Connecting a selection of these individual components together results in a chain. The creators of LangChain have developed a set of predefined chains that have been optimized for different use cases, and you can use these off the shelf to quickly get your app up and running. Sometimes your application workflow could take multiple paths depending on the information the user provides. In this case, you can't use a pre-determined chain, but instead we'll need the flexibility to decide which actions to take as the user moves through the workflow. LangChain defines another construct, known as an agent, that you can use to interpret the input from the user and determine which tool or tools to use to complete the task. LangChain currently includes agents for both PAL and ReAct, among others. Agents can be incorporated into chains to take an action or plan and execute a series of actions.

LangChain is in active development, and new features are being added all the time, like the ability to examine and evaluate the LLM's completions throughout the workflow. It's an exciting framework that can help you with fast prototyping and deployment, and is likely to become an important tool in your generative AI toolbox in the future.

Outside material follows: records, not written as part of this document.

PR #833, opened 2019-12-21
WIP: Test language server

rwols:
This is a "fake" language server so that we can do integration tests.

You can request `$test/getReceived` to await a sent method.
You can set its mock response via `$test/setResponse`.

I've also made sure to await until the session has really started, and await until the session has truly ended. The `TextDocumentTestCase` tests the entire real chain from the transport all the way to the view.

I've also removed all `yield 100` awaits by various `yield from self.await_message(...)` message calls.

I've put all "single document tests" into the `test_single_document.py` file for easier bookkeeping. It's possible to revert this.

In total the test time is now about 10 seconds.


rwols:
Whelp, it needs more work to get it working on travis.

PR #836, opened 2019-12-24
Document next/prev diagnostics in keymaps

predragnikolic:


Keymaps/Default (Linux).sublime-keymap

The last thing to keep in mind as you develop applications using LLMs is that the ability of the model to reason well and plan actions depends on its scale. Larger models are generally your best choice for techniques that use advanced prompting, like PAL or ReAct. Smaller models may struggle to understand the tasks in highly structured prompts and may require you to perform additional fine tuning to improve their ability to reason and plan. This could slow down your development process. Instead, if you start with a large, capable model and collect lots of user data in deployment, you may be able to use it to train and fine tune a smaller model that you can switch to at a later time.